エキスパート認証制度のWebサイトをオープンしました。
今後の情報発信は、下記URLにて行います。

[新サイトURL]
http://www.jagatexp.info

クロスメディアエキスパートとは、情報資源を紙、DVD、インターネット、モバイルなど多様なメディアへ効率的かつ効果的にクロス展開することができる、デジタルメディア制作のディレクターである。

 

クロスメディアエキスパートような人材モデルは今日いろいろなところから求められている。それはメディア制作会社に限らず、SIerであったり、またビジネスそのもののIT化によって、一般企業の中でもそのようなリーダーになって働ける人が必要になった。

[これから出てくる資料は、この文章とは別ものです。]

Issue #177, opened 2019-02-01
Remove Interface Mgr Driver Discovery Capability


qswawrq:
### Descriptive summary
As a Carma developer, I depend on the code being as lean an maintainable as possible. Modify legacy Carma consumer nodes to use the modified CARMA3 API instead of using Interface Manager for driver discovery.
### Expected behavior
CARMA nodes connect to drivers directly without going through Interface Manager.
### Actual behavior
Some CARMA nodes are using Interface Manager get_driver_capabilities service.
### Steps to reproduce the behavior
N/A
### Related work
N/A

msmcconnell:
@qswawrq Is this still an issue?

qswawrq:
Yup. We did not start working on it.

TonysCousin:
This issue is now OBE due to new structure and API provided by Health Monitor, which replaces Interface Manager.

PR #178, opened 2019-02-01
Remove interactions with interface mgr

qswawrq:
# PR Details
Modify legacy CARMA consumer nodes to use the launch file mapping instead of using Interface Manager for driver discovery.
## Description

どうすればそういった人になれるのか? クロスメディアエキスパート認証試験に受かればそうなれるわけではなく、そのように人を育てる仕組みが必要である。ただしクロスメディアエキスパートのモデルに示されたような仕事をしている人であれば楽に受かる試験である。

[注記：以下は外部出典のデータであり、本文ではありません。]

PR #208, opened 2019-04-12
Feature/docker dev tooling

Supraluminal:
# PR Details

## Description

Improve the docker user experience for local development and testing of CARMA

## Motivation and Context

Previously dockerized testing on a developer's PC was not possible due to no clear way to run the mock drivers and other configuration details.

## How Has This Been Tested?
This has been tested locally by building the development docker configuration and then running the docker compose system via the CARMA script (`carma start all`). From the command line all systems function as expected. The remote start functionality does not seem to function, as the timeout before connecting to the ROSBridge server is not long enough, though I believe this fix is out of scope for this task. The proper fix to this is to wrap the initial ROS connection from the web UI to the ROS bridge server in a timed retry loop so that it can properly connect when the ROSbridge server takes longer to start.

## Types of changes

- [ ] Bug fix (non-breaking change which fixes an issue)
- [X] New feature (non-breaking change which adds functionality)

## Checklist:

- [ ] I have updated the documentation accordingly. (n/a)
- [ ] I have added tests to cover my changes. (n/a)
- [ ] All new and existing tests passed. (n/a)


configurations/cadillac_srx_2013/docker-compose.yml
```diff
@@ -16,12 +16,26 @@
 version: '2'
 
 services:
+  roscore:
```
qswawrq: What is the reason for taking roscore out of docker-compose-background?

configurations/development/docker-compose.yml
```diff
@@ -16,16 +16,106 @@
 version: '2'
 
 services:
-  carma:
-    image: usdot-carma/carma
+  roscore:
+    image: usdotfhwastol/carma-base:2.8.3
```
qswawrq: Similarly, can we use "usdotfhwastol/carma:latest" here?

configurations/development/docker-compose-background.yml
```diff
@@ -0,0 +1,29 @@
...
+#  WARRANTIES OR CONDITIONS OF ANY KIND, either express or implied. See the
+#  License for the specific language governing permissions and limitations under
+#  the License.
+
+# Docker Compose Spec Version
+version: '2'
+
+services:
+  web-ui:
+    image: usdotfhwastol/carma-web-ui:2.8.2
```
qswawrq: If later on, we have a newer version, do I need to update this to much the version I have?

configurations/cadillac_srx_2013/docker-compose.yml
Supraluminal: If we have it in the compose-background file, the rosmaster instance always stays up and we get one big rosout log. It's unclear how parameter loading/unloading also works in that instance, particularly if you're trying to tweak things. This is part of why we run into the new issue with the UI not being able to connect, since the roscore service now takes time to start up.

試験そのものは学科と長文読解による論述形式であるが、そこでは自分の頭で考えて書くことが試される。普段から人の作った提案の書き写していては論述はできないし、そもそもそのような仕事では顧客に響かない。この試験は仕事に必要なスキルを求めているので、受験対策とはいっても日常から訓練されていなければならないし、逆に受験が普段の仕事のやり方を変えるきっかけにもなり得るものである。

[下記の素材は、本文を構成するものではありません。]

PR #223, opened 2019-05-06
Add C++ and Java Unit Test Code Coverage Metrics to Sonar Cloud

msmcconnell:
This is a branch being used for CI testing


carmajava/build.gradle
```diff
@@ -90,12 +115,45 @@ subprojects {
...
+    }
+}
+
 task testReport(type: TestReport) {
     destinationDir = file("$buildDir/reports/allTests")
     // Include the results from the `test` task in all subprojects
     reportOn subprojects*.test
 }
 
+task testCoverageReport() {
```
Supraluminal: Is this supposed to be empty? Unless it matters that it's defined, can we just delete it?

engineering_tools/code_coverage/make_with_coverage.bash
```diff
@@ -0,0 +1,72 @@
+
```
Supraluminal: 1. I think the `#!/bin/bash` shebang line needs to be the first in the file, not sure if that's why you're explicitly invoking `bash make_with_coverage.bash` elsewhere in this PR, but with that you should just be able to run it with `./make_with_coverage.bash`.
2 . Right after that line I'd drop in the standard copyright notice on this and the other shell script.

engineering_tools/code_coverage/collect_gcovr.bash
```diff
@@ -0,0 +1,70 @@
+
```
Supraluminal: Same as below.

Issue #253, opened 2019-06-06
Invalid XML in ndt_pose_tf_wrapper package.xml; JIRA Issue#: CAR-819


Supraluminal:
### Types of Issue

- [x] Anomaly report (something appears to not work correctly)
- [ ] Enhancement request (describe the enhancement being requested)
- [ ] Other (please ensure the description clarifies why the issue doesn’t fall into either of the above categories)

### Descriptive summary
`ndt_pose_tf_wrapper` package.xml contains invalid XML causing a failing build.

### Expected behavior
Successful docker build.
### Actual behavior
Catkin make errors out at line 1 character 1 of `ndt_pose_tf_wrapper/package.xml` because of comments with "#" instead of "".

### Steps to reproduce the behavior

1. Checkout CARMAPlatform repository
1. Run `./docker/build-image.sh`

qswawrq:
Fixed by #258

Issue #252, opened 2019-06-06
Autoware message package dependencies missing; JIRA Issue#: CAR-820


Supraluminal:
### Types of Issue

- [x] Anomaly report (something appears to not work correctly)
- [ ] Enhancement request (describe the enhancement being requested)
- [ ] Other (please ensure the description clarifies why the issue doesn’t fall into either of the above categories)

### Descriptive summary
```-- Could not find the required component 'autoware_msgs'. The following CMake error indicates that you either need to install the package with the same name or change your environment so that it can be found.
CMake Error at /opt/ros/kinetic/share/catkin/cmake/catkinConfig.cmake:83 (find_package):
  Could not find a package configuration file provided by "autoware_msgs"
  with any of the following names:

    autoware_msgsConfig.cmake
    autoware_msgs-config.cmake

  Add the installation prefix of "autoware_msgs" to CMAKE_PREFIX_PATH or set
  "autoware_msgs_DIR" to a directory containing one of the above files.  If
  "autoware_msgs" provides a separate development package or SDK, be sure it
  has been installed.
Call Stack (most recent call first):
  CARMAPlatform/pure_pursuit_wrapper/CMakeLists.txt:13 (find_package)
```

during Docker build. Suspect that Autoware message packages need to be baked into a new CARMABase release and the Docker build needs to be updated accordingly.

### Expected behavior
Docker build completes successfully.
### Actual behavior
Docker build errors out with the above error message.
### Steps to reproduce the behavior

1. Checkout CARMAPlatform repository
1. Run `./docker/build-image.sh`

msmcconnell:
@Supraluminal This is because you need to use the carma_build script now to build the platform. I haven't had a chance to send out an update about it yet.

qswawrq:
This is fixed by #258 .

PR #254, opened 2019-06-06
Feature/docker refactor

Supraluminal:
# PR Details
Refactoring the docker versioning and image dependencies to avoid the kinds of circular loops we've been struggling with.
## Description
Moved the entire `configurations` folder --> https://github.com/usdot-fhwa-stol/CARMAConfig
Moved the entire `carma_base` folder --> https://github.com/usdot-fhwa-stol/CARMABase

Updated the automated version generation to use `git describe` instead of our previous `gradle` based method so that we can uniformly apply it across all repositories. Docker image versioning is now dependent on git tags. As described in the release process writeup component versions start with "<REPO_NAME>" and system versions start with "CARMASystem".

`docker/get-component-version.sh` and `docker/get-system-version.sh` correspond to these `git describe` commands and some basic string processing.
## How Has This Been Tested?

Locally tagged repo temporarily to verify that the parsing of the version numbers is done correctly, docker build scripts find correct versions based on the scripts but docker build fails based on two other known issues #252 and #253 .

## Types of changes

## Checklist:

- [x] I have updated the documentation accordingly. (See new docker release process document)
- [ ] I have added tests to cover my changes. (N/a)
- [ ] All new and existing tests passed. (N/a


carma-platform.repos
```diff
@@ -0,0 +1,81 @@
+repositories:
+  CARMAAvtVimbaDriver:
+    type: git
+    url: git@github.com:usdot-fhwa-stol/CARMAAvtVimbaDriver.git
+    version: develop
```
TonysCousin: You may have described to me, but I am not remembering what does version: develop mean?  I see that Autoware.ai and the Novatel driver are set to master, but everything else is develop.  Are the rules for this value documented somewhere?

docker/build-image.sh
```diff
@@ -23,25 +23,58 @@ echo ""
...
+docker tag $USERNAME/$IMAGE:$COMPONENT_VERSION_STRING $USERNAME/$IMAGE:latest
+TAGS+=("$USERNAME/$IMAGE:latest")
 
-echo "Tagged $USERNAME/$IMAGE:$FULL_VERSION_STRING as $USERNAME/$IMAGE:latest"
+echo "Tagged $USERNAME/$IMAGE:$COMPONENT_VERSION_STRING as $USERNAME/$IMAGE:latest"
+
+if [ "$SYSTEM_RELEASE" = true ]; then
+    SYSTEM_VERSION_STRING=$("./get-system-version.sh")
+    docker tag $USERNAME/$IMAGE:$COMPONENT_VERSION_STRING $USERNAME/$IMAGE:$SYSTEM_VERSION_STRING
+    echo "Tagged $USERNAME/$IMAGE:$COMPONENT_VERSION_STRING as $USERNAME/$IMAGE:$SYSTEM_VERSION_STRING"
```
TonysCousin: Does this redundantly apply the component tag? It seems this was already handled on line 61 above.

carma-platform.repos
Supraluminal: In this case, when you use `vcstool` to checkout all these repos at once, this one is checked out to develop by default. I think for all these repos it's just using the default branch as defined in github, the one that default PRs are against, so this behavior makes sense to me.

docker/build-image.sh
Supraluminal: The tag command is `docker tag <CURRENT_NAME> <NEW_ADDITIONAL_NAME>` so in this case it references the image by the component tag, then also assigns it the `$SYSTEM_VERSION_STRING` tag too.

carma-platform.repos
TonysCousin: Then we probably need to fix the Novatel driver repo, since it's showing master here.

TonysCousin: Yep, it was set with master as default.  I have fixed that.  Please make the corresponding change in this file.

TonysCousin: I guess I should do the same thing on autoware.ai fork as well, since we don't want to be branching/pushing directly from master as a rule.  So please change both of those here.

TonysCousin: I actually updated the autoware.ai repo to default to the carma-develop branch.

日本でもデジタルメディア制作は多く行われているものの、優秀なマネージャがいても後輩を教えられないところが多い。教えるコミュニケーション技術が足りなくて、なぜそうするとうまくいくのかという知識と経験の体系化がうまくいっていない。

現場に出て経験を積むとか、経験豊富な先輩に同行して徐々に学ぶだけでは時代に追いつけないので、経験を加速する訓練方法が必要である。それは正しいコミュニケーションをするためのロジカルシンキングを身につけることである。それができて、後輩からそうなりたいと目指される人がクロスメディアエキスパートのモデルである。

IT業界は、ITSS(ITスキルスタンダード)があり、営業マン、インストラクター、マーケティング担当者、プロジェクトマネージャ、エンジニアなどいろいろなタイプの仕事に分け、7段階で評価する。レベル1と2が初級、3から4が中級、5-7がトップクラスで、世の中にレベル5以上の人はほとんど存在しない。

40台後半になると自分は上級にいると思いがちだが、どんなに凄腕の営業マンでも一人でこなせるだけでは中級である。上級と中級を分けるものは、人に教えることができるかどうかで、独力でできるだけでは充分ではない。人に継承できて初めて技術とITの世界では言われている。

昔から職人芸の域があり会社の仕事でも属人化している場合がある。そうではなく、ノウハウが体系化されて、組織の人々の身について、属人的ではないところで会社のレベルが上がっているかづかが問題である。その上にその人にしか出来ないことがあれば素晴らしいが、属人的で全体のレベル向上に役立ってないものは、会社にとっては財産というよりも、むしろリスクである。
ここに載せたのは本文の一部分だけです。